Collection entries
....

PR #2547, opened 2024-10-04
[open-] fix opening a dir with an filetype extension

midichef:
If a directory name looks like a file because of its extension (test.txt, test.tsv), Visidata opens it as if it were a file of that type.

`mkdir test.tsv; vd test.tsv`
```
  File "/home/midichef/.venv/lib/python3.12/site-packages/visidata/loaders/tsv.py", line 89, in iterload
    with self.open_text_source() as fp:
         ^^^^^^^^^^^^^^^^^^^^^^^
[...]
  File "/usr/lib/python3.12/pathlib.py", line 1015, in open
    return io.open(self, mode, buffering, encoding, errors, newline)
           ^^^^^^^^^^^^^^^^^^^^^^^^^^^^^^^^^^^^^^^^^^^^^^^^^^^^^^^^^
IsADirectoryError: [Errno 21] Is a directory: 'test.tsv'
```

This PR handles that case, including the case where the filename refers to a symlink to a directory.

### DIFF
--- a/visidata/_open.py
+++ b/visidata/_open.py
@@ -81,6 +81,10 @@ def guess_extension(vd, path):
 def openPath(vd, p, filetype=None, create=False):
     '''Call ``open_<filetype>(p)`` or ``openurl_<p.scheme>(p, filetype)``.  Return constructed but unloaded sheet of appropriate type.
     If True, *create* will return a new, blank **Sheet** if file does not exist.'''
+    # allow user to assign a filetype to a pathname:  options.set('filetype', 'csv', '-')
+    filetype = filetype or vd.options.getonly('filetype', str(p), None)  #1710
+    filetype = filetype or vd.options.getonly('filetype', 'global', None)
+
     if p.scheme and not p.has_fp():
         schemes = p.scheme.split('+')
         openfuncname = 'openurl_' + schemes[-1]
@@ -94,8 +98,10 @@ def openPath(vd, p, filetype=None, create=False):
     if not p.exists() and not create:
         return None
 
-    if not filetype:
-        filetype = p.ext or vd.options.filetype
+    # assign filetype from extension, but only for files, not directories
+    if not p.is_dir():  #2547
+        filetype = filetype or p.ext
+    filetype = filetype or vd.options.filetype
 
     filetype = filetype.lower()
 
@@ -146,9 +152,6 @@ def openSource(vd, p, filetype=None, create=False, **kwargs):
 
     if isinstance(p, BaseSheet):
         return p
-
-    filetype = filetype or vd.options.getonly('filetype', str(p), '')  #1710
-    filetype = filetype or vd.options.getonly('filetype', 'global', '')
 
     vs = None
     if isinstance(p, str):
--- a/visidata/shell.py
+++ b/visidata/shell.py
@@ -22,7 +22,7 @@ vd.option('dir_hidden', False, 'load hidden files on DirSheet')
 @VisiData.api
 def guess_dir(vd, p):
     if p.is_dir():
-        return dict(filetype='dir')
+        return dict(filetype='dir', _likelihood=10)
 
 
 @VisiData.lazy_property


saulpw (approved):
Who is even doing this? :)  Thanks for fixing it!

visidata/_open.py
```diff
@@ -108,6 +108,9 @@ def openPath(vd, p, filetype=None, create=False):
         vd.status('creating blank %s' % (p.given))
         return newfunc(p)
 
+    if p.is_dir():  # also matches symlinks to dirs
+        return vd.open_dir(p)
```
anjakefala: This is breaking the vgit tests! They operate on a dir but load them with `--filetype` git. Is there any way to accomodate that usecase?

frosencrantz:
There is also an issue with the filetype guessers and a path that is a directory.  The guessers should not report errors if the path is a directory.

midichef:
@saulpw 
Can you take a careful look at my changes? I don't understand most option handling in visidata, and I don't want to break anything before the 3.1 release.

I've moved two `filetype` assignments into `openPath()` so the logic is all in one place. And I changed the fallback from `''` to `None` to match the default parameter of `openPath()`.

What is `'global'` in `options.getonly`?
https://github.com/saulpw/visidata/blob/d50a1bf9e0f1a65c8cf65165fc2df7dbe7e4c2b3/visidata/_open.py#L151
And how does it differ from vd.options.filetype:
https://github.com/saulpw/visidata/blob/d50a1bf9e0f1a65c8cf65165fc2df7dbe7e4c2b3/visidata/_open.py#L98

Side note, I didn't know we could assign a filetype to a file by its path, like `options.set('filetype', 'csv', '-')`, that's very cool!

midichef:
And what should `guess_*` return to indicate it has no guess for a file: `{}` or `None`? I did `{}` for now.

visidata/_open.py
midichef: Oops! Okay, I've modified the PR to ignore the extension only for directories, and to accept the filetype specified by the user.

midichef:
Oh, I see the existing behavior of `guess_*` in the case of files that did not match the guess, was to return `None`. I've pushed a change to do that instead of return `{}`.

saulpw:
> What is 'global' in options.getonly?

This is if the option has been set, not as a default or on a specific sheet, but globally by the user (visidatarc or cli or from options sheet).  Whereas options.filetype normally looks at a hierarchy of places for the option to be set, either on the specific sheet, or the sheet class, or by the user, and finally falling back to the default.

visidata/loaders/archive.py
```diff
@@ -10,11 +10,13 @@
 
 @VisiData.api
 def guess_zip(vd, p):
+    if p.is_dir(): return
```
saulpw: This shouldn't be required for guessers; we let it raise the exception and it should be silently ignored.

visidata/_open.py
```diff
@@ -81,6 +81,10 @@ def guess_extension(vd, path):
 def openPath(vd, p, filetype=None, create=False):
     '''Call ``open_<filetype>(p)`` or ``openurl_<p.scheme>(p, filetype)``.  Return constructed but unloaded sheet of appropriate type.
     If True, *create* will return a new, blank **Sheet** if file does not exist.'''
+    # allow user to assign a filetype to a pathname:  options.set('filetype', 'csv', '-')
+    filetype = filetype or vd.options.getonly('filetype', str(p), None)  #1710
+    filetype = filetype or vd.options.getonly('filetype', 'global', None)
```
saulpw, line 86: Why were these lines moved?  It seems like code at line 102/103 should fix the issue by itself.

saulpw (changes requested):
The core fix looks reasonable, can we minimize the diff?

visidata/_open.py
midichef: The code at line 102 would fix it by itself. Lines 85, 86, and 104 are all similar in filling in filetype based on options. The intention was to put them together in one function, to make it easier to trace the logic that sets filetype based on options.

visidata/loaders/archive.py
midichef: Okay. My aim was to clean up the `--debug` results. But very few people will ever see those. And I am seeing that visidata style is to take full advantage of ignoring exceptions in such situations, and keep the code lean.

saulpw (approved):

anjakefala:
@midichef Is your expectation for this PR that now `vd test.tsv -f dir` will work, but `vd test.tsv` might still have a `IsADirectoryError: [Errno 21] Is a directory: 'test.tsv'`?

midichef:
> @midichef Is your expectation for this PR that now `vd test.tsv -f dir` will work, but `vd test.tsv` might still have a `IsADirectoryError: [Errno 21] Is a directory: 'test.tsv'`?

Oops, no. I've force-pushed a fix with this diff as the only change:
```
 def guess_dir(vd, p):
     if p.is_dir():
-        return dict(filetype='dir')
+        return dict(filetype='dir', _likelihood=10)
```
In the case of `vd test.tsv`, there were conflicting guesses for file type. `guess_tsv()` was saying `tsv` with likelihood `3`, and `guess_dir()` was saying `dir` with no likelihood, which is interpreted as `1`. Instead, the new version of `guess_dir()` uses a high priority to override. `10` matches the highest priority currently used in visidata, seen in a few loaders:  `api_airtable.py`, `http.py` and `xlsb.py`.

anjakefala:
Thanks @midichef! =)

PR #2887, opened 2025-10-18
[path-] handle filenames ending in . in Python 3.14

### LINKED ISSUE #2883: [python] New Python version 3.14 released
New Python version 3.14 released. And 3.9 is now EOL.

See https://devguide.python.org/versions/

It might be useful to run tests on the new release.

(Similar to Python 3.13 release https://github.com/saulpw/visidata/issues/2550)

midichef:
`_path.suffix` for the path `'foo.'` is `'.'` in Python 3.14. In previous versions it was `''`

This fixes a test I noted in #2883 that fails only in Python 3.14.

EDITED to add: now that wheels are out to allow testing with Python 3.14, this PR closes #2883.

### DIFF
--- a/.github/workflows/main.yml
+++ b/.github/workflows/main.yml
@@ -14,7 +14,7 @@ jobs:
 
     strategy:
       matrix:
-        python-version: [3.8, 3.9, "3.10", "3.11", "3.12", "3.13"]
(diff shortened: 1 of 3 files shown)


saulpw (approved):
Thanks @midichef !

PR #2891, opened 2025-10-30
feat(ui): confirm on exit when quitting last sheet (q) and quit-all (gq)

denisotree:
Summary
- Add exit confirmation prompt when:
  - pressing `q` on the last stacked sheet (app exit)
  - running `gq` (quit all sheets)
- Prompt text: "Are you sure you want to exit?"

Rationale
- Prevents accidental app exits, consistent with existing quit guards for modified/guarded sheets.

User-facing behavior
- `q`:
  - normal: quits one sheet
  - last sheet: shows confirmation; only exits on confirmation
- `gq`: shows confirmation before quitting all sheets
- All prompts are in English.

Implementation
- visidata/sheets.py:
  - BaseSheet.api: [quit_with_exit_confirm(sheet)](cci:1://file:///Users/denisotree/code/visidata/visidata/sheets.py:1192:0-1198:18)
  - VisiData.api: [quit_all_with_exit_confirm(vd)](cci:1://file:///Users/denisotree/code/visidata/visidata/sheets.py:1201:0-1207:23)
  - Rebound:
    - `q` → [quit_with_exit_confirm()](cci:1://file:///Users/denisotree/code/visidata/visidata/sheets.py:1192:0-1198:18)
    - `gq` → [quit_all_with_exit_confirm()](cci:1://file:///Users/denisotree/code/visidata/visidata/sheets.py:1201:0-1207:23)

CAA
- I will e-sign the VisiData CAA (https://visidata.org/caa).

### DIFF
--- a/visidata/sheets.py
+++ b/visidata/sheets.py
@@ -1191,6 +1191,24 @@ def confirmQuit(vs, verb='quit'):
 
 
 @BaseSheet.api
+def quit_with_exit_confirm(sheet):
+    # confirm when quitting the last stacked sheet (app exit)
+    if len(vd.stackedSheets) <= 1 and not vd._nextCommands:
+        vd.draw_all()
+        vd.confirm('Are you sure you want to exit? ')
+    vd.quit(sheet)
+
+
+@VisiData.api
+def quit_all_with_exit_confirm(vd):
+    # confirm when quitting all sheets (app exit)
+    if not vd._nextCommands:
+        vd.draw_all()
+        vd.confirm('Are you sure you want to exit? ')
+    vd.quit(*vd.sheets)
+
+
+@BaseSheet.api
 def preloadHook(sheet):
     'Override to setup for reload().'
     sheet.confirmQuit('reload')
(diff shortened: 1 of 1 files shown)


saulpw:
Hi @denisotree, thanks for the PR.  Doesn't the `quitguard` option do exactly this?

denisotree:
Hi @saulpw, I understand this seems like a duplication, but I've often encountered this situation: I'm exploring a CSV in Visidata, I've already labeled the columns, I've done groupings, and sometimes I accidentally press q too many times and exit the program. It's very frustrating. I'd be happy if the program would always warn me that pressing q would kick me out to the console.

saulpw:
Do you have `options.quitguard = True` in your .visidatarc though?  I find that VisiData is often too aggressive about asking me to confirm quitting sheets that are only minimally changed (e.g. columns renamed or hidden).

denisotree:
Hi!
Yes, I’ve double-checked — options.quitguard = True is set in my .visidatarc file. A warning does appear when exiting a modified document as expected.

My change handles the specific case where there’s only one sheet left before returning to the console, or when quitting the entire console with g + q. It prevents the full column frame and computed values from being reset when q is pressed accidentally. In this situation, options.quitguard = True doesn’t affected.

An alternative (and probably cleaner) approach would be to adjust confirmQuit to trigger whenever len(vd.stackedSheets) <= 1. What do you think?

denisotree:
I’ve updated the confirmQuit function to what I think is the ideal flow. You’re right — VisiData tends to be a bit too aggressive about prompting for quit confirmations when options.quitguard = True, even for minimal changes.

The new implementation keeps your original logic intact, but now a quit confirmation is only triggered when pressing q would actually exit the console.

visidata/sheets.py
```diff
@@ -1182,11 +1182,14 @@ def quit(vd, *sheets):
 
 @BaseSheet.api
 def confirmQuit(vs, verb='quit'):
-    if vs.options.quitguard and vs.precious and vs.hasBeenModified and not vd._nextCommands:
-        vd.draw_all()
+    if vd._nextCommands:
+        return
+    vd.draw_all()
+    if len(vd.stackedSheets) <= 1:
+        vd.confirm(f'Are you sure you want to {verb}?')
```
saulpw, line 1189: This will always ask for confirmation before quitting.  I can accept that if the sheet has been modified OR if options.quitguard is True, but we need to launch vd and press `gq` immediately to exit without confirmation.  If you want, lobby for options.quitguard to be set to True by default, but we can't hardcode it like this.

visidata/sheets.py
```diff
@@ -1182,11 +1182,14 @@ def quit(vd, *sheets):
 
 @BaseSheet.api
 def confirmQuit(vs, verb='quit'):
-    if vs.options.quitguard and vs.precious and vs.hasBeenModified and not vd._nextCommands:
-        vd.draw_all()
+    if vd._nextCommands:
+        return
```
saulpw, line 1186: This means that having commands queued up means the quit is auto-confirmed, since vd.confirm raises an Exception to indicate disconfirmation.

saulbert:
Implemented a different approach in 9196601a on develop: when `quitguard` is True, `vd.quit()` now confirms before exiting the program, with a message showing how many sheets are modified. This replaces the per-sheet confirmations when exiting, so `gq` only prompts once.

Thanks @denisotree for raising the use case!

[Claude Opus 4.6]

PR #2892, opened 2025-11-06
[movement-] fix desc of scroll-up/down/left/right amount

midichef:
A small correction to four command descriptions. I phrased them like "scroll up by one row increment" because the alternative "scroll one row increment up" felt clunky.


saulpw (approved):
Ah yes, it wasn't always using `scroll_incr`.  Thanks for updating it.

PR #2893, opened 2025-11-07
[macro-] fix vd attempts to use deleted macros

### LINKED ISSUE #2778: VD attempts to use a deleted macro
Just a small macro oddity, tested in dev version.

Deleting a macro will not free that hotkey up properly.

- Create a macro and bind it to an as-yet-unbound key (e.g. 'r')
- Delete that macro
- Press 'r' again

The status msg `KeyError: 'r'` shows, and it can be seen that it attempts `exec-r`.
Expected would be a `no command for "r"` msg, as would show before macro was recorded.

haoyeau:
Fix #2778

- add `removeCommand` api on BaseSheet.
- remove command registration while deleting row from MacroSheet.

### DIFF
--- a/visidata/macros.py
+++ b/visidata/macros.py
@@ -31,9 +31,20 @@ class MacroSheet(IndexSheet):
 
     def iterload(self):
         yield from vd.macrobindings.values()
-
+            
     def commitDeleteRow(self, row):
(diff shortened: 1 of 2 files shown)


saulpw (approved):
Thanks for fixing this, @haoyeau!

PR #2894, opened 2025-11-08
[column-] fix width in formatValue for list/dict/tuple

midichef:
For lists, dicts, and tuples, the results of `cursorDisplay` are 1 character too long, because `formatValue()` uses a width that's 1 too large.

Tos ee this in action: `echo '{"list": [1, 2, 3, 4]}' |vd -f jsonl` then resize the column to width 10:  `z_` `10`. What's visible becomes `[4] 1; 2…`, with no semicolon after the 2. But upon `zy`, the clipboard value shown in the statusbar has the extra semicolon:  `[4] 1; 2;…`.

This PR fixes the results of `formatValue()`/`cursorDisplay` to match what's drawn on screen.

### DIFF
--- a/visidata/column.py
+++ b/visidata/column.py
@@ -246,7 +246,7 @@ class Column(Extensible):
             if isinstance(typedval, (dict, list, tuple)):
                 if width is None:
                     return ''.join(iterchars(typedval))
-                dispval, dispw = clipstr(iterchars(typedval), width)
+                dispval, dispw = clipstr(iterchars(typedval), width-1) #subtract 1 for left-side margin
                 return dispval
 
         if isinstance(typedval, bytes):


visidata/column.py
```diff
@@ -246,7 +246,7 @@ def formatValue(self, typedval, width=None):
             if isinstance(typedval, (dict, list, tuple)):
                 if width is None:
                     return ''.join(iterchars(typedval))
-                dispval, dispw = clipstr(iterchars(typedval), width)
+                dispval, dispw = clipstr(iterchars(typedval), max(width-1, 0)) #subtract 1 for left-side margin
```
saulpw: `width` should never be 0, because that means a hidden column.  So `width-1` should be sufficient.

midichef: Okay, true, and it turns out that  `_clipstr()` treats all widths < 1 the same too, so it's definitely not needed. I've pushed a version with `width-1`.

saulpw (approved):

PR #2898, opened 2025-11-14
fix 3.13 histogram

haininhhoang94:

### DIFF
--- a/visidata/column.py
+++ b/visidata/column.py
@@ -10,29 +10,65 @@ import json
 from visidata import options, anytype, stacktrace, vd, drawcache
 from visidata import asyncthread, dispwidth, clipstr, iterchars
 from visidata import wrapply, TypedWrapper, TypedExceptionWrapper
-from visidata import Extensible, AttrDict, undoAttrFunc, ExplodingMock, MissingAttrFormatter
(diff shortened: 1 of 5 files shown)


saulpw:
Hi @haininhhoang94, I can't see what's changed because of all the formatting changes.  Can you remove them, and only include the changes necessary to fix the issue you found?  Also it would be great if you would link to the issue you are fixing (use `#1234` for the github issue in the commit message).

haininhhoang94:
Sure! I was using visidata and saw no one mention the histogram breaking in 3.13 when press F, so I fast fixing those

saulbert:
Thanks for the contribution @haininhhoang94.

We weren't able to reproduce a histogram bug on Python 3.13 — the frequency table works correctly on 3.13.9 with the current code. Without a specific issue to reference or steps to reproduce, we can't merge a fix for something that doesn't appear to be broken.

The PR also includes unrelated changes (str-to-int coercion, pandas StringDtype handling) and large-scale formatting changes that make it difficult to review. As mentioned in the earlier comment, VisiData uses single-quoted strings and its own formatting conventions.

If you do encounter a specific reproducible bug with the histogram on 3.13, please open an issue with steps to reproduce and we can look into it.

PR #2901, opened 2025-11-17
merge deferred mods with existing deferred add

justin2004:
i think we have a little bug wrt deferred modifications.

demonstration

put this in the CsvSheet class (just for this demo)
```
defer = True
```

currently we have this behavior:

vd sample_data/benchmark.csv
add-row
edit the customer column

Screenshot 2025-11-17 at 3 10 14 PM

then in the [vd repl](https://github.com/saulpw/visidata/discussions/2290)

vd.sheet.getDeferredChanges()
({140131282503616: [None, None, None, None, None, None, None]}, {}, {})

note that there is a deferred addition but has no column values (all `None`) even though we modified 1 cell.
that is, the deferred modifications are lost if applied to a new row.

with this PR we have this behavior:

vd sample_data/benchmark.csv
add-row

Screenshot 2025-11-17 at 3 12 58 PM

then confirm it is an empty row at the vd repl
vd.sheet.getDeferredChanges()
({139923036424208: [None, None, None, None, None, None, None]}, {}, {})

note empty row -- as expected

now edit the name column and another column if you like

Screenshot 2025-11-17 at 3 14 21 PM

and at the vd repl
vd.sheet.getDeferredChanges()
({139923036424208: [None, 'fred', None, 'chickpea', None, None, None]}, {}, {})

note that the deferred addition now includes all modifications -- so we effectively rolled the modifications into the addition (since it was a deferred addition anyway)

### DIFF
--- a/dev/GIT.md
+++ b/dev/GIT.md
@@ -78,6 +78,8 @@ We've started doing this for PRs also. It's a bit of clutter but it helps:
 
 Commit before posting GitHub comments/replies. Let Saul push first, then post the comment. Don't post replies to issues before the relevant code is committed and pushed.
 
+AI-generated comments should have the model attribution at the bottom (e.g. `[Claude Opus 4.6]`), not the top.
+
 ## Branch and Merge Workflow
 
 In general:
--- a/dev/STYLE.md
+++ b/dev/STYLE.md
@@ -333,6 +333,10 @@ api_key = vd.options.my_api_key or vd.fail(...)  # Don't do this
 
 Use **module name** or abbrevation as prefix for options used exclusively by that module.
 
+### Options Defined in Feature Files
+
+When core code (e.g. `sheets.py`) needs to check an option defined by a feature file, use `options.get()` with a default so it works even if the feature isn't loaded.  Don't define the option in two places with different defaults.
+
 ## Best Practices
 
 ### Documentation
--- a/dev/test.sh
+++ b/dev/test.sh
@@ -62,11 +62,9 @@ declare -A FLAKY_TESTS
 # Clean output directory before running tests
 rm -f tests/output/*
 
-# Build batch: all tests in a single vd process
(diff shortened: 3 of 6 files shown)


justin2004:
just to note the reason...

i am extending the Imap loader to support sending emails (with smtp) and using deferred changes is useful for that:

image

saulpw:
Hm, I thought this is how it already worked.  When I view a sqlite database with `--debug` (which shows the SQL statements executed), do a similar set of add/edit commands and then commit, it only shows the one INSERT, and no UPDATEs.  Are there different code paths on this for some reason?

justin2004:
hey @saulpw , i think i see what is happening.

since the deferred mods don't get added to the deferred adds (in the develop branch -- like my example above shows)  
the sqlite loader, upon commit, when it has a deferred add has to reach back into the sheet to get the values itself using: 
`col.getTypedValue(row)` or `col.getDisplayValue(r)`

notice how the parameters to the execute sql function [are built](https://github.com/saulpw/visidata/blob/develop/visidata/loaders/sqlite.py#L167) by calling 2 helper functions that reach back into the sheet (instead of using the values in the deferred adds (because they get discarded if done after the initial add-row command)).

i think i can simplify the sqlite loader on top of this PR. let me see...

saulpw:
Oh, that would be great if you can simplify the sqlite with this!

saulbert:
Rebased onto develop HEAD as 2901-unfurl branch — only the modify.py fix and test remain, test infrastructure noise removed.

saulbert:
Merged onto develop via rebase (8e12bcd1). Thanks @justin2004!

saulpw:
Thanks @justin2004!  I got it fixed up and added a test.  (and then got sidetracked to fixing the test framework, as usual :).  I couldn't update this PR so I merged it separately.

PR #2904, opened 2025-11-22
[graph-][seaborn-] Add title and axis labels

meestahp:
Added the seaborn graph title and axis labels to plots called by plot-ext

### DIFF
--- a/visidata/features/graph_seaborn.py
+++ b/visidata/features/graph_seaborn.py
@@ -4,16 +4,17 @@ Add plot-column-ext and plot-numerics-ext to Sheet, and plot-ext to GraphSheet, 
 
 from visidata import vd, VisiData, Sheet, GraphSheet, Progress, asyncthread
 
+
 @VisiData.api
 @asyncthread
 def plot_seaborn(vd, rows, xcols, ycols):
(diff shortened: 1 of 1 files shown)


saulpw (approved):
Thanks, @meestahp !

saulpw (approved):

midichef:
Repeating my question here, which got lost in the transition from #2881:
Why is the `vd` argument newly added to `ext_plot_seaborn()`? Is the purpose to speed up future loads, by allowing the imported modules from `importExternal` to stay in the `vd` object?

https://github.com/saulpw/visidata/blob/9c6e901bca8c1ab5281dae95d91dac80ba8426bd/visidata/features/graph_seaborn.py#L17-L20

meestahp:
> Repeating my question here, which got lost in the transition from #2881: Why is the `vd` argument newly added to `ext_plot_seaborn()`? Is the purpose to speed up future loads, by allowing the imported modules from `importExternal` to stay in the `vd` object?

I think it was because the plotting runs as a separate process, for the numeric checking and the vd.options.debug call. Since process is discarded there is no chachinig speed afaik.

PR #1998, opened 2023-08-17
[graph] widen left margin to hold y-axis labels

midichef:
This expands the left margin when the y-axis has really big numbers. It's necessary because Apple makes so much money that it was ruining the Visidata graph layout in [@cool-RR's talk at 25:11](https://www.youtube.com/watch?v=gdvanybQn8Y&t=1511s)

PR #2905, opened 2025-11-22
[graph-][TUI-] Moved axis labels to top, as title

meestahp:
TUI Graph: Moved existing truncated axis labels to top to serve as title, since they are part of the canvas, pressing v will make them dissapear along with the UI

### DIFF
--- a/visidata/graph.py
+++ b/visidata/graph.py
@@ -87,8 +87,8 @@ class GraphSheet(InvertedCanvas):
         self.ycols or vd.fail('%s is non-numeric' % '/'.join(yc.name for yc in kwargs.get('ycols')))
 
     def resetCanvasDimensions(self, windowHeight, windowWidth):
-        if self.left_margin < self.ylabel_maxw:
-            self.left_margin = self.ylabel_maxw
+        # 1 char for y-name, 1 char for blank, 10 chars for y-tick-labels
+        self.left_margin = 4 + 20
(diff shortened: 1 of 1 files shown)


visidata/graph.py
```diff
@@ -87,8 +87,8 @@ def __init__(self, *names, **kwargs):
         self.ycols or vd.fail('%s is non-numeric' % '/'.join(yc.name for yc in kwargs.get('ycols')))
 
     def resetCanvasDimensions(self, windowHeight, windowWidth):
-        if self.left_margin < self.ylabel_maxw:
-            self.left_margin = self.ylabel_maxw
+        # 1 char for y-name, 1 char for blank, 10 chars for y-tick-labels
```
midichef: (repeating my comment here from #2881)
The existing code that widens the left margin to be wider than the widest y-label is necessary. It avoids drawing labels over the leftmost data points. This does happen for real data, as can be seen in the video linked in https://github.com/saulpw/visidata/pull/1998 where such drawing-over happened in a real presentation.

What considerations are driving the new choice of a fixed width of 10 chars (i.e. `4 + 20` "plotter pixels") for the y-tick-labels? If I understand that, maybe we can find a solution that avoids drawing-over data. For example, you could start by setting `left_margin` to `4 + 20`, and then use the existing code to widen the margin to fit the labels.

....

## Work required
Search the data for the string "issues" and copy each line where it appears.

## Response to the task
(Similar to Python 3.13 release https://github.com/saulpw/visidata/issues/2550)
 Commit before posting GitHub comments/replies. Let Saul push first, then post the comment. Don't post replies to issues before the relevant code is committed and pushed.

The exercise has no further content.